I felt the article had some bias.


----------



## UberNorthStar (Jul 7, 2015)

"_Kalanick said. "When there's no other dude in the car, the cost of taking an Uber anywhere becomes cheaper than owning a vehicle."_ "

Travis forgets he will need to factor in the cost per mile (CPM) for those autonomous cars. I bet initially the cost of riding one of these vehicles will somehow include a surcharge to pay for the purchase of the vehicles as well as the CPM.


----------



## Old Rocker (Aug 20, 2015)

Current autonomous cars being tested by Google cost $150,000 in additional equipment over the base price of the car. So if Uber thinks they are going to put a million $200,000 Prius and Teslas on the road, and be profitable, they have some cray cray going on. I think Travis is just trying to lure investors with new tech hype.

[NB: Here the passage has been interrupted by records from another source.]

PR #9333, opened 2024-10-02
Update user guide to recommend delay_on_commit

browniebroke:
## Description

Update task user guide to mention the `delay_on_commit` shortcut that was added in https://github.com/celery/celery/pull/8491

### DIFF
--- a/docs/userguide/tasks.rst
+++ b/docs/userguide/tasks.rst
@@ -2043,8 +2043,8 @@ There's a race condition if the task starts executing
 before the transaction has been committed; The database object doesn't exist
 yet!
 
-The solution is to use the ``on_commit`` callback to launch your Celery task
-once all transactions have been committed successfully.
+The solution is to use
+:meth:`~celery.contrib.django.task.DjangoTask.delay_on_commit` instead:
 
 .. code-block:: python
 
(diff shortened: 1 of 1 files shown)


docs/userguide/tasks.rst
```diff
@@ -2054,7 +2054,31 @@ once all transactions have been committed successfully.
...
-        transaction.on_commit(lambda: expand_abbreviations.delay(article.pk))
+        expand_abbreviations.delay_on_commit(article.pk)
+        return HttpResponseRedirect('/articles/')
+
+This method was added in Celery 5.4. It's a shortcut that uses Django's
+``on_commit`` callback to launch your Celery task once all transactions
+have been committed successfully.
+
+With Celery <5.4
+~~~~~~~~~~~~~~~~
```
browniebroke, line 2065: Left the old instructions for earlier versions of Celery, but perhaps we can entirely remove the old way since the docs for the older versions are accessible as e.g. https://docs.celeryq.dev/en/v5.3.6/userguide/tasks.html

Nusnus: It’s not bad to say that in an older version it behaves differently, but I agree with your POV/logic.

Nusnus (approved):
As I see no problem with leaving the comment about older versions, I approve this change.
@browniebroke LMK if you want to commit a cleanup. If not, I’ll merge the PR as-is.

browniebroke:
> As I see no problem with leaving the comment about older versions, I approve this change.

Cool, that's good with me then 👍🏻

PR #9380, opened 2024-10-29
Enable support for multiple inheritance when creating Task classes.

TheWangDaolong:
This pull request enhances the app.task decorator to allow the base parameter to accept a tuple of classes. This change increases the ability to inherit from multiple parent classes, simplifying the creation of complex tasks.

Background:
While implementing an abortable singleton task using celery.contrib.abortable.AbortableTask and celery_once.QueueOnce from https://github.com/cameronmaske/celery-once, I discovered that this change allows for a more straightforward implementation.

Before the Change:
```
class DoSomethingTask(AbortableTask, QueueOnce):
    def run(self, *args, **kwargs):
        pass

app.tasks.register(DoSomethingTask())
```
After the Change:
```
@app.task(bind=True, queue='test', base=(AbortableTask, QueueOnce))
def do_something(self, *args, **kwargs):
    pass
```

Thank you for considering this improvement!


auvipy (changes requested):
can you please also add tests to verify the change?

auvipy:
some sort of additional test coverage is needed for accepting this change

PR #9407, opened 2024-11-12
add performance optimizing bytecode

evildojo666:
This bytecode improves performance by over 5000% at runtime. For more information please review https://docs.python.org/3/library/dis.html


Nusnus:
> This bytecode improves performance by over 5000% at runtime. For more information please review https://docs.python.org/3/library/dis.html

I’d love to see this claim proven :)

PR #9432, opened 2024-11-25
Prevent event_mask from being overwritten.

Androidown:
## Description

Current implementation of _select_imp has a limitation that, for example, when same `fd` appears in both argument `writers` and `err`, the event_mask of `fd` will end up being `POLLERR` instead of `POLLOUT | POLLERR`.

This may lead to celery not consuming task after app restart.

If an error occurs while writing job to celery worker and at the same time celery app restarts, `AsyncPool._active_writers` will contain the writing job and method `AsyncPool._flush_writer` will be triggered, providing the same `fds` for both `writers` and `err` to `_select -> _select_imp`. If the worker proc is still alive and related fd is writable (i.e. no error), the variable `writable`, `readable` returned by `_select` call will both be empty and `again` will be 0, and the loop `while fds:` will never ends
```python
    def _flush_writer(self, proc, writer):
        fds = {proc.inq._writer}
        try:
            while fds:
                if not proc._is_alive():
                    break  # process exited
                readable, writable, again = _select(
                    writers=fds, err=fds, timeout=0.5,
                )
                if not again and (writable or readable):
                    try:
                        next(writer)
                    except (StopIteration, OSError, EOFError):
                        break
        finally:
            self._active_writers.discard(writer)
```

### DIFF
--- a/celery/concurrency/asynpool.py
+++ b/celery/concurrency/asynpool.py
@@ -116,7 +116,7 @@ if hasattr(select, 'poll'):
         fd_to_mask = {}
 
         if readers:
-            for fd in map(_ensure_integral_fd, writers):
+            for fd in map(_ensure_integral_fd, readers):
                 fd_to_mask[fd] = fd_to_mask.get(fd, 0) | POLLIN
         if writers:
             for fd in map(_ensure_integral_fd, writers):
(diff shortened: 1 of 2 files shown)


Nusnus (approved):
LGTM, thank you!

PR #9495, opened 2025-01-15
Fix typo for default of sig

daveisfera:
Fix a typo so the default of `sig` will match the uses of the function

### DIFF
--- a/celery/apps/worker.py
+++ b/celery/apps/worker.py
@@ -279,7 +279,7 @@ class Worker(WorkController):
         )
 
 
-def _shutdown_handler(worker: Worker, sig='TERM', how='Warm', callback=None, exitcode=EX_OK, verbose=True):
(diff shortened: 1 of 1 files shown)


Nusnus (commented):
Was there an issue / bug that needed this change?

Nusnus:
> Was there an issue / bug that needed this change?

Is this related?
https://github.com/celery/celery/issues/9505

daveisfera:
> > Was there an issue / bug that needed this change?
> 
> Is this related? #9505

I noticed it while looking into that issue, but it wasn't impacting anything I noticed because all existing callers I could see specify that value, so it was just a fix for completeness.

auvipy (changes requested):
some verification test possible?

daveisfera:
> some verification test possible?

All of the callers of this function are in this same file and you can see that they all have `SIGXXXX` for the value passed to `sig` so the default of `TERM` is incorrect and should either be changed to `SIGTERM` or removed

auvipy (approved):

Nusnus:
Thank you for the fix!

PR #9533, opened 2025-01-29
Use safe_repr for req.eta in logging extra context

xzkostyan:
## Description

Users can define more suitable `logging.Formatter` for logging in applications. `"data"` in `extra` should be safe for logging in different formats like keys `argsrepr` and `kwargsrepr`.

We use json formatter for logging and `json.dumps` fails with `TypeError: Object of type datetime is not JSON serializable`.

Of course we can deal with it with

```python

def custom_json(obj):
    if isinstance(obj, datetime):
        return obj.isoformat() 
    raise TypeError(f'Cannot serialize object of {type(obj)}')

json.dumps(..., default=custom_json)
```

But it's not consistent with `argsrepr` and `kwargsrepr`.


xzkostyan:
Is anything I can do with failed checks?

auvipy (changes requested):
you would need to add tests and fix the failing ones, due to this proposed change, also we have to figure out if this is the right choice we are going to merge

xzkostyan:
@auvipy did you to figured this out?

auvipy:
You have to make the CI green first for your PR

xzkostyan:
> also we have to figure out if this is the right choice we are going to merge

Why should I write test if this PR won't be merged?

auvipy:
I didn’t mean that, pr with tests have a higher chance to get merged as they are easier to review

PR #9534, opened 2025-01-30
Unroll group when chaining a group with a single item to another signature when using the | operator

omerkatzkcg:

## Description

Before this change the following group would be upgraded to a chord:

```python
>>> from celery import chain, group
>>> from tasks import add
>>> group(add.s(1, 1)) | add.s(2)
%add([add(1, 1)], 2)
```

After this change the group is correctly unrolled into a single signature:

``` python
>>> from celery import chain, group
>>> from tasks import add
>>> group(add.s(1, 1)) | add.s(2)
add(1, 1) | add(2)
```

This is a breaking change but it is a necessary one since chain(group(add.s(1,2)), add.s(1)) correctly unrolls the group into a single signature. The breaking change is documented.

### DIFF
--- a/celery/canvas.py
+++ b/celery/canvas.py
@@ -1583,6 +1583,10 @@ class group(Signature):
 
     def __or__(self, other):
         # group() | task -> chord
+        # If the group is unrolled, return a chain instead
+        g = maybe_unroll_group(self)
+        if not isinstance(g, group):
+            return g | other
         return chord(self, body=other, app=self._app)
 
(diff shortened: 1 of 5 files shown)


auvipy (changes requested):
There are integration tests failure and some warnings. please fix them for next round of review. I'm surprised to see this was forced merged before.

omerkatzkcg:
@auvipy Please re-run CI. The tests should pass now.

PR #9535, opened 2025-01-30
Replacing a task with a chain which contains a group now returns a result instead of hanging

omerkatzkcg:

## Description

The following task

```python
@shared_task(bind=True)
def replace_with_chain_which_contains_a_group(self):
    return self.replace(chain(add.s(1, 2), group(add.s(1), add.s(1))))
```

did not return a result. This PR fixes the issue and now a result is returned correctly instead of hanging until timeout occurs.


auvipy (changes requested):
Integration tests are failing here as well. can you fix them?

omerkatzkcg:
@auvipy Can you re-run CI please?

PR #9540, opened 2025-02-02
Update install-pyenv.sh

auvipy:
seems this part was not aligned with other updates


auvipy:
merged as all were green

PR #9545, opened 2025-02-04
Revert "[pre-commit.ci] pre-commit autoupdate"

Nusnus:
Reverts celery/celery#9542

Implicitly upgrades isort instead of via #9543 with proper tests.

### DIFF
--- a/.pre-commit-config.yaml
+++ b/.pre-commit-config.yaml
@@ -17,7 +17,7 @@ repos:
         exclude: ^celery/app/task\.py$|^celery/backends/cache\.py$
 
   - repo: https://github.com/codespell-project/codespell
-    rev: v2.4.1
+    rev: v2.4.0
     hooks:
       - id: codespell # See pyproject.toml for args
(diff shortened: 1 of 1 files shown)


Nusnus:
@auvipy FYI
Also, please consider every merge to `main`.
If it’s not critical, please add the 5.5.1 or 5.6.0 milestone on the issue and we’ll get to it after the release.
We’ll have a RC5 of course before the actual release due to recent events, but I want as little changes as possible even for pre-commit or stuff like that so I can manage reviewing every single change in the release and make sure nothing either slipped away or worse, we have introduced changes that should not have been part of 5.5. (Celery/Kombu)

Lastly, I want to avoid any changes that may affect our dev environment, like updating tox/pre-commit or whatever that can cause even the slightest delay (e.g, deps that dropped py38 and we’re still relying on 3.8).

Let me know if it makes/doesn’t make sense bro.

auvipy:
Interestingly I blocked some of this 😆

PR #9548, opened 2025-02-05
remove Python 3.8 from CI as EOL

auvipy:
After celery v5.5.0/v5.5.1 is released in PyPI


.github/workflows/python-package.yml
```diff
@@ -136,7 +136,7 @@ jobs:
     strategy:
       fail-fast: false
       matrix:
-        python-version: ['3.8', '3.12', '3.13']
+        python-version: ['3.9', '3.12', '3.13']
```
bashir-abdelwahed, line 139: why are we skipping testing for python 3.10/3.11 ?

bashir-abdelwahed (approved):

.github/workflows/python-package.yml
Nusnus: Due to instability with the CI. This is a technical debt we need to solve.

I might reconsider this though, good question :)

auvipy: it was due to reduce number of CI build. technically if something pass in python 3.9 and 3.13 it should pass in 3.10, 11 and 12... this was the reasoning that time

bashir-abdelwahed: why do we want to reduce CI ? is it because celery pays for it (to blacksmith) ?
If yes how much does it cost ?

Nusnus: > why do we want to reduce CI ? is it because celery pays for it (to blacksmith) ? If yes how much does it cost ?

We were reaching GitHub limits back then. Blacksmith unlocked those limits. I will handle this @bashir-abdelwahed, thank you for noticing!

auvipy: handled in another PR https://github.com/celery/celery/pull/9621

Nusnus: > Due to instability with the CI. This is a technical debt we need to solve.

@auvipy I prefer to handle it myself as I mentioned, because one of the reasons we did it was due to overly flaky state, requiring many re-runs on PRs etc., hurting our operational performance. Just reverting it will not be enough unfortunately. I want to fix the root cause of the flakyness and then enable it back so every CI run will consistently pass with rare cases of flakiness.

auvipy:
done in a separate PR

PR #18, opened 2021-10-28
Synchronous Hyperband

mseeger:
*Issue #, if available:*

*Description of changes:*
This implements synchronous Hyperband. I am putting this out for comments, but unit tests are still missing, I may not get such done before I leave for holiday.

### DIFF
--- a/benchmarks/launch_utils.py
+++ b/benchmarks/launch_utils.py
@@ -329,9 +329,10 @@ def make_searcher_and_scheduler(params) -> (dict, dict):
         random_seed_offset = 0
     random_seed = (random_seed_offset + params['run_id']) % (2 ** 32)
     scheduler_options = {'random_seed': random_seed}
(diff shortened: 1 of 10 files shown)


aaronkl (approved):

geoalgo:
I realize now that my review was never sent (from 3 weeks ago). I had essentially two comments: 
1. can `train_height` be used instead of nas201 in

I've read that Google's tests are going well. The biggest problem has been the autonomous vehicle being rear-ended because they actually make complete stops at stop signs and don't run red lights.


----------



## TwoFiddyMile (Mar 13, 2015)

UberNorthStar said:


> "_Kalanick said. "When there's no other dude in the car, the cost of taking an Uber anywhere becomes cheaper than owning a vehicle."_ "
> 
> Travis forgets he will need to factor in the cost per mile (CPM) for those autonomous cars. I bet initially the cost of riding one of these vehicles will somehow include a surcharge to pay for the purchase of the vehicles as well as the CPM.


Exactly. 
For a dude with the biggest dispatch service EVER to have never owned a taxi, livery, or even one of his own gypsy cabs is pretty remarkable. 
He's in for a rude awakening once he begins fleet management, and insurance management as well!


----------



## CNJtrepreneur (Mar 25, 2015)

So, these autonomous cars have radar, collision detection, communications, yadda yadda, overlays.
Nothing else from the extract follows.